I love the wood spool and nail cords and was elated to find a hand cranked version for around $20 in Hobby Lobby and JoAnn's and similar stores. It's amazing how quick you can make a long cord. You can't use yarn heavier than DK and to use worsted it's necessary to split the plys--as in wanting to use the same yarn as the project. I made a test sample, whip stitching it to stockinette with shawls in mind. It looks great. It would work just as well on a jacket. And it's a whole lot faster and less fiddly than sliding yarn from end to end of a needle.


----------



## knittingdragon (Jun 15, 2012)

I use them as arms and legs on dolls and some of my animals.


----------



## Bridgitis (Aug 8, 2011)

I made a cute little "nake" for my 2 year old great grandson out of variegated yarn Tied a short length of black yarn to the end and clipped the ends short for fangs.
Phyllis


----------



## prettyladyknits (Jun 24, 2011)

I love them as ties on a baby's hat or sweater. I'm not too fond of putting ribbons on the hats because they usually fray after a time. The i-cord remains great, washes well and doesn't have to be ironed.


----------



## knittykitty (Mar 22, 2011)

I-cord is excellent as a beginning and ending for shawl edges. Not for the bottom which is usually lace or fancy stitches, but for the front edges. They do not turn or appear to be on the wrong side.

give it a try.

knittykitty


----------



## IncognitoDar (Feb 27, 2012)

diziescott said:


> If you want to practise and see how something looks, I think this is very pretty:
> 
> http://www.maddycraft.com/CelticHeartKnot.pdf
> 
> ...


I've never been drawn to knitted jewelry before but I love that Celtic Heart!


----------



## IncognitoDar (Feb 27, 2012)

diziescott said:


> lostarts said:
> 
> 
> > When I'm doing cables, I often run the cable part right off the edge or surface of what I'm knitting to do something else with it.
> ...


I wish I had some of your talent. I just love the cables going to buttonholes on the jacket edge. Stunning.


----------



## AverilC (May 13, 2011)

larlie said:


> Thanks. Maybe will google to see if they can be made into some sort of funky scarves. I was trying to see if they could be used on the base of a jacket I am knitting, but the directions were beyond me. Thanks again.

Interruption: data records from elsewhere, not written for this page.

PR #860, opened 2024-03-25
[read-fonts] Properly compute length of delta sets

### LINKED ISSUE #857: read-fonts should not assume ItemVariationData.delta_sets [u8] array contains all remaining table bytes
I discovered this while debugging https://github.com/harfbuzz/harfbuzz/issues/4636 using otexplorer

Apparently when we parse an ItemVariationData table in the ItemVariationStore (e.g. the one found in a GDEF table), we assume that the `delta_sets` array consumes the entirety of the remaining bytes, see:

https://github.com/googlefonts/fontations/blob/db354340f8aa5bb482ee7df07c8662d8231731bd/resources/codegen_inputs/variations.rs#L159-L160

which translates to

https://github.com/googlefonts/fontations/blob/db354340f8aa5bb482ee7df07c8662d8231731bd/read-fonts/generated/generated_variations.rs#L1145

But sometimes HB decides to place the ItemVariationStore at the beginning, instead of at the end of, the GDEF table, and this makes otexplorer believe that the `delta_sets` array is longer than it actually is.

Take this font below, produced by running hb-subset on the font @simoncozens posted in the above linked HB issue:
 
[subset.ttf.zip](https://github.com/googlefonts/fontations/files/14745688/subset.ttf.zip)

If you run `otexplorer subset.ttf -q GDEF`, you'll see that the final `delta_sets` array contain hundreds more entries than the expected 81 (item_count is 81, there is only one region referenced by this VarData table, and each delta takes 1 byte each in this particular example).

It should be fine when using read-fonts's `ItemVariationData.delta_set` method with an `inner_index` that doesn't exceed the stated `item_count`:

https://github.com/googlefonts/fontations/blob/db354340f8aa5bb482ee7df07c8662d8231731bd/read-fonts/src/tables/variations.rs#L982

However otexplorer probably lists all the `delta_sets` that the slice claims to contain and thus you may see additional items that should not be actually there.

cmyr:
We were previously just taking all remaining data here, but we have enough information to compute the expected length exactly. This will let us better handle the case where data is missing.

- closes #857

### DIFF
--- a/font-codegen/src/parsing.rs
+++ b/font-codegen/src/parsing.rs
@@ -288,6 +288,8 @@ pub(crate) enum CountTransform {
     DeltaSetIndexData,
     /// three args: the axis count, the tuple index, and a constant on that index
     TupleLen,
+    /// only ItemVariationStore: requires item_count, word_delta_count, region_index_count
+    ItemVariationDataLen,
 }
 
 /// Attributes for specifying how to compile a field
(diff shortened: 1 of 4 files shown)


anthrotype:
nice thank you!

PR #930, opened 2024-06-04
Add the ability to read the VARC condition list

rsheeter:
I love a headache from hand editing ttx in the evening


read-fonts/src/tables/varc.rs
```diff
@@ -1,17 +1,139 @@
...
     }
+
+    #[test]
+    fn identify_all_conditional_types() {
+        let font = FontRef::new(font_test_data::varc::CONDITIONALS).unwrap();
+        let table = font.varc().unwrap();
+
+        // We should have all 5 condition types in order
+        assert_eq!(
+            (1..=5).collect::<Vec<_>>(),
```
cmyr, line 38: iirc you can compare slices/arrays with vecs (there are `PartialEq` impls) so I think you can write, `assert_eq!([1, 2, 3, 4, 5], blah.collect::<Vec<_>>())`

resources/codegen_inputs/varc.rs
```diff
@@ -5,9 +5,32 @@
...
+
+}
+
+table ConditionList {
+    condition_count: u32,
+    #[count($condition_count)]
+    condition_offsets: [Offset32<Condition>],
+}
+
+table AxisIndicesList {
```
cmyr, line 30: maybe some docs explaining why these empty tables exist?

resources/codegen_inputs/layout.rs
```diff
@@ -611,14 +611,17 @@ table ConditionSet {
...
+    condition_offsets: [Offset32<Condition>],
 }
 
-///// [Condition Table](https://docs.microsoft.com/en-us/typography/opentype/spec/chapter2#condition-table)
-//Condition {
-    ///// FIXME: make an enum
-    //no_field: fake,
-//}
+/// [Condition Table](https://docs.microsoft.com/en-us/typography/opentype/spec/chapter2#condition-table)
+format u16 Condition {
```
cmyr, line 618: I would expand on the docs a bit to mention that we are including items that are not yet part of the spec, and then link to whatever the best current reference is?

read-fonts/src/tables/varc.rs
rsheeter: I'm getting ```can't compare `[{integer}; 5]` with `Vec<i32>``` so I will leave it for the time being

resources/codegen_inputs/varc.rs
rsheeter: Added a terse explanation; I'm not planning to leave them blank very long (subject to meeting load)

resources/codegen_inputs/layout.rs
rsheeter: Good idea, done

read-fonts/src/tables/varc.rs
```diff
@@ -1,17 +1,139 @@
...
 
 include!("../../generated/generated_varc.rs");
 
 #[cfg(test)]
 mod tests {
     use crate::{FontRef, TableProvider};
 
+    use super::{Condition, Varc};
+
+    fn read_conditions<'a>(table: &'a Varc) -> Vec<Condition<'a>> {
```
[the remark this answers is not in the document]
rsheeter: Good point, I think I underutilize this. The code then reads more clearly (LTR) which is nice. So updated.

read-fonts/src/tables/varc.rs
cmyr: ah okay the issue there might be that you need to be explicit about the integer type, like `[1i32, 2, 3, 4, 5]`

PR #932, opened 2024-06-04
Box write-fonts offset markers

rsheeter:
lest recursive data structures like COLR Paint (not yet generating a write-fonts impl) or Conditions in #930 get upset about infinite recursion to get size.

```
// This is OK, presumably because we don't generate compile (write-fonts) for colr
format u8 Paint {
   Glyph(PaintGlyph),
}
table PaintGlyph {
   paint_offset: Offset24<Paint>,
}

// This is NOT OK; reading is fine but writing fails
// error[E0072]: recursive types `tables::layout::Condition` and `ConditionFormat5` have infinite size
format u16 Condition {
    Format5Negate(ConditionFormat5),
}
table ConditionFormat5 {
    condition_offset: Offset24<Condition>,
}
```

Fix suggested by @dfrg , errors all by me. 

Meant to unblock https://github.com/googlefonts/fontations/pull/930.

### DIFF
--- a/write-fonts/src/offsets.rs
+++ b/write-fonts/src/offsets.rs
@@ -18,7 +18,7 @@ pub const WIDTH_32: usize = 4;
 #[derive(Clone, Debug, Default, PartialEq, Eq, PartialOrd, Ord, Hash)]
 #[cfg_attr(feature = "serde", derive(serde::Serialize, serde::Deserialize))]
 pub struct OffsetMarker<T, const N: usize = 2> {
-    obj: T,
+    obj: Box<T>,
 }
 
 /// An offset subtable which may be null.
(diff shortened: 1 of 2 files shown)


write-fonts/src/offsets.rs
```diff
@@ -44,7 +44,7 @@ impl<T, const N: usize> std::ops::DerefMut for OffsetMarker<T, N> {
 }
 
 impl<T, const N: usize> std::ops::Deref for NullableOffsetMarker<T, N> {
-    type Target = Option<T>;
+    type Target = Option<Box<T>>;
```
dfrg, line 47: This is a bit unfortunate but I don’t see a better… option. 

I believe adding `as_ref(&self) -> Option<&T>` to this type would avoid the changes outside this file if we want to reduce the diff.

dfrg (approved):
LGTM with one suggestion.

write-fonts/src/offsets.rs
cmyr: to elaborate on this a tiny bit:


if you add the following fns to `NullableOffsetMarker`:

```rust
/// Convert from `&NullableOffsetMarker<T>` to `Option<&T>`.
    pub fn as_ref(&self) -> Option<&T> {
        match &self.obj {
            Some(obj) => Some(&*obj),
            None => None,
        }
    }

    /// Convert from `&NullableOffsetMarker<T>` to `Option<&T>`.
    pub fn as_mut(&mut self) -> Option<&mut T> {
        match &mut self.obj {
            Some(obj) => Some(&mut *obj),
            None => None,
        }
    }
```

Then the only other file you need to change is `validate.rs`, and there it's a couple of lines (basically make the body of the `Validate` impl for this type look like the one for `Option<T>`, directly below it)

PR #937, opened 2024-06-06
[codegen] Add #[if_flag] annotation

cmyr:
This adds the annotation and tests, but does not use it in any real tables.

One limitation of this implementation is that no non-conditional fields can follow the first conditional field; I'm not sure if this is an issue in practice since in the examples I'm aware of conditional fields are always after all non-conditional fields.

I have a followup PR that will use this in GPOS/GSUB. @dfrg can you think of anywhere else where this would be useful immediately? And can you point me to the other example of a conditional that you had mentioned?

One thing I could now consider is using this mechanism for `ValueRecord`.


dfrg:
The CFF/CFF2 INDEX tables are the only others that come to mind. These are codegen’d as Index1 and Index2 here: https://github.com/googlefonts/fontations/blob/975287b3ee1f39a81c313d9e59a24dc38583637e/resources/codegen_inputs/postscript.rs#L4

font-codegen/src/fields.rs
```diff
@@ -1447,6 +1521,14 @@ fn width_for_offset(offset: &syn::Ident) -> Option<syn::Ident> {
     }
 }
 
+/// turn a syn path like 'std :: hmm :: Thing' into "Thing"
+fn stringify_path(path: &syn::Path) -> String {
```
rsheeter, line 1525: I would have expected stringify path to return the whole path as a string but this seemingly doesn't do that at all. I also don't love the parsing of token stream to string.

Wdyt about the alternative proposed in https://github.com/googlefonts/fontations/pull/946?

rsheeter (approved):
General comment: I wish we had more unit testing for codegen, for example fields.rs has no tests at all and yet contains testable functionality. We have tests, but they tend to be larger blocks, more like integration tests perhaps. `stringify_path` is a great example, it's definitely testable on it's own.

font-codegen/src/fields.rs
cmyr: so this is very narrowly scoped, and is specifically about getting a shorter name that we can use in certain diagnostic messages, for which we need a string; `syn::Path` does not implement `Display`.

cmyr:
So my general approach to testing codegen is to focus testing on integration testing, and ensuring that we are producing the code that we want to produce for a given input.

Given that codegen is only ever run by us, and that we control the inputs, I am definitely less concerned with handling certain sorts of edge cases; for instance with this patch you could totally write,

```rust
table Hmm {
    flags: MyFlags,
    #[if_flag($flags, ::std::option::Option<isize>)
    other_field: i16,
}
```

(that is, having a nonsensical value for the constant in this attribute) and codegen will happily run, and generate some code that won't compile. We _could_ have some unit test here, and have codegen fail with some slightly more ergonomic error message, but realistically will that ever actually be helpful?

I do write unit tests for any parsing code that is modestly complicated, but in general I find the integration tests to be much more helpful for actually ensuring that the code is doing what we want.

rsheeter:
> I am definitely less concerned with handling certain sorts of edge cases; for instance with this patch you could totally write,

I agree edge cases are less value than something faced with arbitrary input. IMHO that doesn't eliminate the value of unit tests, just confirming the happy path works on a fine grained basis can be quite nice.

PR #939, opened 2024-06-06
[read] Remove methods from LookupFlag

cmyr:
now that we have a `contains` method (or will as of #938) and the `BitOr` and `BitOrAssign` impls for this type, these methods are redundant and unnecessarily verbose.


rsheeter (approved):
Good change but I'm mildly alarmed that we seemingly neither use nor test these methods

cmyr:
they're used when we compile features in fea-rs, but we'll replace that with using the constants.

PR #940, opened 2024-06-06
Add support for 4 byte deltas

rsheeter:
https://github.com/harfbuzz/boring-expansion-spec/blob/main/VARC.md#tuplevalues makes the previously invalid combination of DELTAS_ARE_ZERO and DELTAS_ARE_WORDS mean the value is an i32.

### DIFF
--- a/read-fonts/src/tables/variations.rs
+++ b/read-fonts/src/tables/variations.rs
@@ -411,12 +411,45 @@ impl<'a> PackedDeltas<'a> {
     }
 }
 
+/// Flag indicating that this run contains no data,
+/// and that the deltas for this run are all zero.
+const DELTAS_ARE_ZERO: u8 = 0x80;
+/// Flag indicating the data type for delta values in the run.
+const DELTAS_ARE_WORDS: u8 = 0x40;
+/// Mask for the low 6 bits to provide the number of delta values in the run, minus one.
+const DELTA_RUN_COUNT_MASK: u8 = 0x3F;
+
+/// The type of values for a given delta run (influences the number of bytes per delta)
+#[derive(Clone, Copy, Debug, PartialEq)]
+pub enum DeltaRunType {
+    Zero,
+    I8,
+    I16,
+    I32,
+}
+
+impl DeltaRunType {
+    /// The run type for a given control byte
+    pub fn new(control: u8) -> Self {
+        // if the top two bits of the control byte (DELTAS_ARE_ZERO and DELTAS_ARE_WORDS) are both set,
+        // then the following values are 32-bit.
+        // <https://github.com/harfbuzz/boring-expansion-spec/blob/main/VARC.md#tuplevalues>
+        let are_zero = (control & DELTAS_ARE_ZERO) != 0;
+        let are_words = (control & DELTAS_ARE_WORDS) != 0;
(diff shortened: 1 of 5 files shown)


read-fonts/src/tables/variations.rs
```diff
@@ -449,18 +456,26 @@ impl Iterator for DeltaRunIter<'_> {
...
+            // then the following values are 32-bit.
+            // <https://github.com/harfbuzz/boring-expansion-spec/blob/main/VARC.md#tuplevalues>
+            let are_zero = (control & DELTAS_ARE_ZERO) != 0;
+            let are_words = (control & DELTAS_ARE_WORDS) != 0;
+            self.value_type = match (are_zero, are_words) {
+                (false, false) => DeltaRunValueType::I8,
+                (false, true) => DeltaRunValueType::I16,
+                (true, false) => DeltaRunValueType::Zero,
+                (true, true) => DeltaRunValueType::I32,
+            };
```
cmyr, line 469: maybe this can be a constructor on `DeltaRunValueType`?

read-fonts/src/tables/variations.rs
```diff
@@ -411,28 +411,35 @@ impl<'a> PackedDeltas<'a> {
     }
 }
 
+/// The type, notably influence how many bytes per entry, of value in a delta run
```
cmyr, line 414: I found this hard to grok, maybe just,

```suggestion
/// The type of values for a given delta run (influences the number of bytes per delta)
```

or something?

read-fonts/src/tables/variations.rs
```diff
@@ -411,28 +411,35 @@ impl<'a> PackedDeltas<'a> {
...
+#[derive(Clone, Copy, Debug, PartialEq)]
+pub enum DeltaRunValueType {
```
cmyr, line 416: `RunType` also feels like a reasonable name? Or `RunValueType`? 🤷

read-fonts/src/tables/variations.rs
```diff
@@ -449,18 +456,26 @@ impl Iterator for DeltaRunIter<'_> {
...
         }
 
         self.remaining -= 1;
-        if self.are_zero {
-            Some(0)
-        } else if self.two_bytes {
-            self.cursor.read().ok()
-        } else {
-            self.cursor.read::<i8>().ok().map(|v| v as i16)
+        match self.value_type {
```
cmyr, line 474: aren't enums lovely 🥲

cmyr (approved):
looks clean, using the enum to represent the different value lengths is definitely the right approach. A few little things inline, at your discretion.

read-fonts/src/tables/variations.rs
rsheeter: I had to write not-Rust recently and I really really missed them!

read-fonts/src/tables/variations.rs
rsheeter: That would be much nicer! Will do

read-fonts/src/tables/variations.rs
rsheeter: Everything else had the Delta prefix so it feels weird without that so ... DeltaRunType perhaps. Will try that.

I have just learned to do i-cord bind off. Very nice!!!. very good youtube videos to show you this


----------



## knittingdragon (Jun 15, 2012)

There was a photo posted just now of a knitted fireman. His hose is I-cord.


----------



## yankeecatlady (Jun 3, 2011)

I have used them as the last row on market bags, making handles on each side.


----------



## AverilC (May 13, 2011)

diziescott said:


> I hope some of you try the Celtic necklaces and post pictures! Maybe I'll try it during my daughter's ballet class tomorrow. An i-cord is pretty mindless.
> 
> I love all of the creative ideas on here - what a fun post!


I have just made a celtic knot necklace, just waiting to finish off. found it here http://www.maddycraft.com/CelticHeartKnot.pdf

so easy to make and it was fun following instructions to get the knot just so.


----------



## grannyfabulous4 (Apr 3, 2012)

I use them when making mittens for children. It takes a while, but is a mindless project for late evening while watching television. Make them long enough to go from finger tip to finger tip and around the back, fasten the mittens to the end and run one mitten through each sleeve of the winter coat. No more lost mittens!


----------



## immunurse (May 2, 2011)

Drawstrings for the wine bottle bags I knit or crochet. Also make a hanging loop of I-cord for knitted Christmas ornaments. I make crocheted stars and tiny stockings. I also knit little earflap hats and mittens.


----------



## conch72 (May 11, 2012)

Loramarin said:


> I think this is what Larlie has in mind for her jacket. I used applied icord to outer edges and icord bind off where there were live stitches. The jacket shows the slip stiches that give an icord plackett.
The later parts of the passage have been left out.